» REQUIRED WORK
Go through the lines below, tally those that include the word "invalid", and give only the tally.

[Collected data]
○ ○ ○ ○ ○
Issue #272, opened 2020-01-09
fix grammar for "Vary" header field


reschke:
it uses
   
    "*" / #vary

but "vary" is a token, and token allows "*" anyway. Also, see #7.

reschke:
In particular, "*" is a valid field name. We probably should reserve it in the registry.

annevk:
(CORS has an issue like that as well, including for a `*` method; see the note at https://fetch.spec.whatwg.org/#http-new-header-syntax.)

reschke:
Proposal:

    vary-by = "*" / field-name
    Vary = 1#vary-by

Then state that if "*" appears, no "real" field-name is allowed to appear as well (for backwards compat).

Do we need to discuss cases like

    Vary: *, *

?

royfielding:
I don't see why that is an improvement.

mnot:
I thought we were going to reserve `*` and define its meaning in prose...

mnot:
I.e., it should just be

> Vary = 1#field-name

reschke:
which implies registering "*" as reserved field name, right?

mnot:
Yes. That's #274

mnot:
Discussed; will create a PR to move ABNF and prose to list-based.

reschke:
Do we need to list that as change from 7230?

mnot:
Probably a good idea; will commit to master and link here.

PR #304, opened 2020-02-04
Clarify that any "*" as a member of Vary will disable caching

### LINKED ISSUE #286: Vary *
[Calculating Cache Keys with Vary](https://httpwg.org/http-core/draft-ietf-httpbis-cache-latest.html#constructing.responses.from.caches) says:

> A Vary header field-value of "*" always fails to match.

I think this should be:

> A Vary header field value containing a member "*" always fails to match.

mnot:
Fixes #286


mnot:
That's #272

PR #307, opened 2020-02-04
make explicit requirements on origin server to use authority from abs…

### LINKED ISSUE #191: Mismatching absolute URI and Host header
[7230 5.4]() says:

> If the target URI includes an authority component, then a client MUST send a field-value for Host that is identical to that authority component, excluding any userinfo subcomponent and its "@" delimiter (Section 2.7.1).

However, the requirements upon a server receiving a request with a mismatching authority component and Host header are not clearly stated.

Below, it says:

> A server MUST respond with a 400 (Bad Request) status code to any HTTP/1.1 request message that lacks a Host header field and to any request message that contains more than one Host header field or a Host header field with an invalid field-value.

However, a mismatching field-value is not clearly labeled to be invalid. 

The waters are further muddied by [7230 section 5.5]():

> If the request-target is in absolute-form, the effective request URI is the same as the request-target.  Otherwise, the effective request URI is constructed as follows...

... which I've seen people interpret as "the absolute form takes precedence over the Host header."

I think we need to:

- [ ] clarify server behaviour when receiving mismatching absolute form and host header (i.e., tweaking the language around "invalid")
- [ ] modify the beginning of 5.5 to remove the impression outlined above

mnot:
…olute-form when available

Fixes #191

Note that lots of this text needs to be moved to messaging; I think we have another issue for that.


draft-ietf-httpbis-semantics-latest.xml
```diff
@@ -2326,6 +2326,11 @@ Host: www.example.org
    &MUST; generate a new Host field value based on the received
    request-target rather than forward the received Host field value.
 </t>
+<t>
+   When an origin server receives a request with an absolute-form of
+   request-target, the origin server must ignore the received Host header
```
royfielding: needs to take into account absolute-form URIs that do not have an authority component, such as URNs and mailto and ...

royfielding: note that, in this case, the Host would be sent with empty value.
○ ○ ○ ○ ○
» THE COMPLETED TASK
3